WORK ITEM: Reproduce precisely the lines of the listing below, starting with the line that contains "that band too." and stopping after the line that contains "Fixes #9419"; include nothing else.

INPUT FOR THIS TASK:
....................

PR #9421, opened 2026-09-23
fix(Table): keep the outline visible across a rowgroup header row

### LINKED ISSUE #9419: Table outline is invisible across a scope="rowgroup" header row (ui theme token collision)
## 🐛 Bug Report

In the **ui** theme, the `Table` `outline` frame is invisible where it crosses a full-width `scope="rowgroup"` header row. The border is drawn — it is just the same colour as the row behind it, so the frame looks broken open on both sides across that band.

The component CSS is correct. The two design tokens involved simply resolve to the same value in the ui theme:

| what | token | ui theme |
| --- | --- | --- |
| `--table-outline-color` | `--token-color-stroke-neutral-subtle` | `--dnb-greyscale-100` → `#ebebeb` |
| `th[scope="rowgroup"][colspan]` background | `--token-color-background-neutral-base` | `--dnb-greyscale-100` → `#ebebeb` |

Confirmed at runtime — both compute to `rgb(235, 235, 235)`.

`--table-border-color` uses the same stroke token, so horizontal cell borders disappear across that band too.

## To Reproduce

```jsx
<Table outline border="horizontal">
  <thead>
    <Tr>
      <Th scope="col">Marked</Th>
      <Th scope="col">Åpningstid</Th>
    </Tr>
  </thead>
  <tbody>
    <Tr>
      <Th scope="rowgroup" colSpan={2}>
        Norge
      </Th>
    </Tr>
    <Tr>
      <Td>Oslo Børs</Td>
      <Td>09:00-16:30</Td>
    </Tr>
  </tbody>
</Table>
```

The frame appears open on the left and right across the "Norge" row. Setting `--table-outline-color` to any contrasting value shows the border is present all along.

## Expected behavior

The table outline stays visible along its whole perimeter, including where it passes a rowgroup header row.

## Why this is a token issue rather than a Table fix

- **Sbanken renders correctly** with the exact same component CSS, because there the two tokens differ: `--token-color-stroke-neutral-subtle` is `--sbanken-greyscale-300` while `--token-color-background-neutral-base` is `--sbanken-greyscale-100`. Only the ui theme collides.
- `src/style/themes/ui/tokens.scss` is marked `/* This file is auto generated by makePropertiesFile.ts */`, so the values come from the design token source and should not be hand-edited.
- Overriding either token inside the Table's own SCSS would be a local workaround that diverges from the token system, and it would restyle every outlined table (or every rowgroup header) rather than fix the cause.

## Options for UX

1. Give `--token-color-stroke-neutral-subtle` a value distinct from `--token-color-background-neutral-base` in the ui theme. Next step up is `--token-color-stroke-neutral-bold` = `--dnb-greyscale-200` (`#ccc`). Note this stroke token is referenced by ~41 files, so this is a design-system-wide decision.
2. Change the background token used for rowgroup headers.
3. Accept it, and document that `outline` and `scope="rowgroup"` headers should not be combined in the ui theme.

Found while working on #9407.

langz:
Fixes #9419

In the ui theme a rowgroup header row (`th[scope="rowgroup"][colspan]`) is painted with `--token-color-background-neutral-base`, which resolves to the very same `#ebebeb` as the `--token-color-stroke-neutral-subtle` used by the table outline. The outline is still drawn across that row, but with nothing to distinguish it from the band — so the frame looks broken open on both sides. `Table.Container` is affected the same way.

Measured on the rendered table:

| | outline colour | rowgroup band | |
| --- | --- | --- | --- |
| before | `#ebebeb` | `#ebebeb` | identical |
| after | `#ccc` | `#ebebeb` | distinct |

### Before / after

Before:
eufemia-9421-before

After:
eufemia-9421-after

### See it live

The repo's own `Multiple table body sections` demo is an outlined table with a rowgroup header, so it shows the bug in the published docs:

- current: https://eufemia.dnb.no/uilib/components/table/demos/#multiple-table-body-sections
- this branch: https://fix-table-rowgroup-outline-c.eufemia-e25.pages.dev/uilib/components/table/demos/#multiple-table-body-sections

### The change

Tables containing such a row now draw the outline with `--token-color-stroke-neutral-bold`. It is scoped with `:has()`, so:

- Tables without a rowgroup header keep the current outline colour — no change to existing designs.
- `:where()` zeroes the `:has()` specificity, so the `html[data-visual-test]` override still wins and the screenshot baselines are untouched. Confirmed by a green visual-regression run.
- Sbanken is a no-op, because its `stroke-neutral-subtle` and `stroke-neutral-bold` are already the same value. It never had the bug, and it does not change.

### Worth a look from UX

This keeps the change as small as possible, with the side effect that a table with a rowgroup header gets a slightly stronger frame than one without. The alternative is to raise `--table-outline-color` for **all** outlined tables, which is more consistent but changes the look of every outlined table in the ui theme. That is a design decision rather than a bug fix, so it is deliberately not done here — it is a two-line change if you prefer it, and it would not churn screenshot baselines either, since visual tests force the outline to red.


langz:
Closing this — I measured the actual effect and it does not justify the change.

**The bug is real, but the fix is imperceptible.** Pixel-diffing the two screenshots in this PR, the left frame at a rowgroup band row (x = 46..51) reads:

| | x46 | x47 | **x48** | **x49** | x50 | x51 |
| --- | --- | --- | --- | --- | --- | --- |
| before | `#ffffff` | `#ffffff` | `#ebebeb` | `#ebebeb` | `#ebebeb` | `#ebebeb` |
| after | `#ffffff` | `#ffffff` | `#cccccc` | `#cccccc` | `#ebebeb` | `#ebebeb` |

| pairing | contrast |
| --- | --- |
| `#ebebeb` outline on white (normal rows, today) | 1.19:1 |
| `#ebebeb` on `#ebebeb` band (the bug) | 1.00:1 |
| `#cccccc` on `#ebebeb` band (this fix) | 1.35:1 |

The outline was already barely visible at 1.19:1. Going to 1.35:1 across a 1px edge is not a perceptible improvement, so the change does not achieve what it sets out to do.

**It restyles far more than the bug.** The diff is 7453 pixels, `#ebebeb -> #cccccc` x6864, spread over 747 rows on each vertical edge plus the top and bottom — the whole frame, not the 224 scanlines where the outline was actually swallowed.

**And it regresses Carnegie**, which is not covered in the description:

| theme | bg-neutral-base | stroke-subtle (today) | stroke-bold (after) | had the bug? | effect |
| --- | --- | --- | --- | --- | --- |
| ui light | `#ebebeb` | `#ebebeb` | `#ccc` | yes | fixed |
| ui dark | `#333` | `#48484a` | `#48484a` | no | no-op |
| sbanken light | `#f2f2f7` | `#d9d9e4` | `#d9d9e4` | no | no-op |
| sbanken dark | `#4a4a5b` | `#3a3a4a` | `#3a3a4a` | no | no-op |
| carnegie | `#ebebeb` | `#f6eae4` | **`#000`** | no | **beige frame turns black** |

Carnegie's `--token-color-stroke-neutral-bold` resolves to `--carnegie-greyscale-1000` (`#000`), and that theme never had the collision in the first place.

**It is also not a Table problem.** `--token-color-stroke-neutral-subtle` and `--token-color-background-neutral-base` are paired in `dnb-drawer-list.scss`, `dnb-menu.scss` and `dnb-sidebar-menu.scss` too, so patching Table leaves the same trap everywhere else. In the ui theme both tokens are `--dnb-greyscale-100`; making a subtle stroke readable against a neutral base fill is a token decision, and `style/themes/ui/tokens.scss` is generated from Figma.

#9419 stays open for UX to decide between raising `stroke-neutral-subtle` in the ui theme or changing the background token used by rowgroup headers. Keeping the branch in case we revisit.

langz:
Correction to one claim in my comment above.

I wrote that the two tokens are "paired in `dnb-drawer-list.scss`, `dnb-menu.scss` and `dnb-sidebar-menu.scss` too". That was based on those files *referencing* both tokens, which is not the same as placing them adjacently. Having now checked each one:

- **`dnb-drawer-list.scss` and `dnb-menu.scss` — no collision.** Their dividers are standalone elements (or a `::before` offset into the gap between options), so they sit on the container background, never inside an item's fill. They render as intended.
- **`dnb-sidebar-menu.scss` — two real collisions**, both border-and-background on the *same element*: the selected nav item ([L210-222](https://github.com/dnbexperience/eufemia/blob/main/packages/dnb-eufemia/src/extensions/sidebar-menu/style/dnb-sidebar-menu.scss#L210-L222)) and the Dropdown trigger ([L49-65](https://github.com/dnbexperience/eufemia/blob/main/packages/dnb-eufemia/src/extensions/sidebar-menu/style/dnb-sidebar-menu.scss#L49-L65)).

So the spread is narrower than I implied, but the underlying point holds and the sidebar-menu case is more consequential than the Table one: it is a persistent selected state whose 1px border is invisible in the ui theme.

The audit also surfaced a second collision in the same ramp — `stroke-neutral-bold` and `background-neutral-bold` are both `--dnb-greyscale-200` (`#ccc`) — which means this PR's escape hatch was one step away from colliding again.

#9419 has been rescoped around the token pair, with the sidebar-menu evidence.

....................

FINISHED TASK:
`--table-border-color` uses the same stroke token, so horizontal cell borders disappear across that band too.

## To Reproduce

```jsx
<Table outline border="horizontal">
  <thead>
    <Tr>
      <Th scope="col">Marked</Th>
      <Th scope="col">Åpningstid</Th>
    </Tr>
  </thead>
  <tbody>
    <Tr>
      <Th scope="rowgroup" colSpan={2}>
        Norge
      </Th>
    </Tr>
    <Tr>
      <Td>Oslo Børs</Td>
      <Td>09:00-16:30</Td>
    </Tr>
  </tbody>
</Table>
```

The frame appears open on the left and right across the "Norge" row. Setting `--table-outline-color` to any contrasting value shows the border is present all along.

## Expected behavior

The table outline stays visible along its whole perimeter, including where it passes a rowgroup header row.

## Why this is a token issue rather than a Table fix

- **Sbanken renders correctly** with the exact same component CSS, because there the two tokens differ: `--token-color-stroke-neutral-subtle` is `--sbanken-greyscale-300` while `--token-color-background-neutral-base` is `--sbanken-greyscale-100`. Only the ui theme collides.
- `src/style/themes/ui/tokens.scss` is marked `/* This file is auto generated by makePropertiesFile.ts */`, so the values come from the design token source and should not be hand-edited.
- Overriding either token inside the Table's own SCSS would be a local workaround that diverges from the token system, and it would restyle every outlined table (or every rowgroup header) rather than fix the cause.

## Options for UX

1. Give `--token-color-stroke-neutral-subtle` a value distinct from `--token-color-background-neutral-base` in the ui theme. Next step up is `--token-color-stroke-neutral-bold` = `--dnb-greyscale-200` (`#ccc`). Note this stroke token is referenced by ~41 files, so this is a design-system-wide decision.
2. Change the background token used for rowgroup headers.
3. Accept it, and document that `outline` and `scope="rowgroup"` headers should not be combined in the ui theme.

Found while working on #9407.

langz:
Fixes #9419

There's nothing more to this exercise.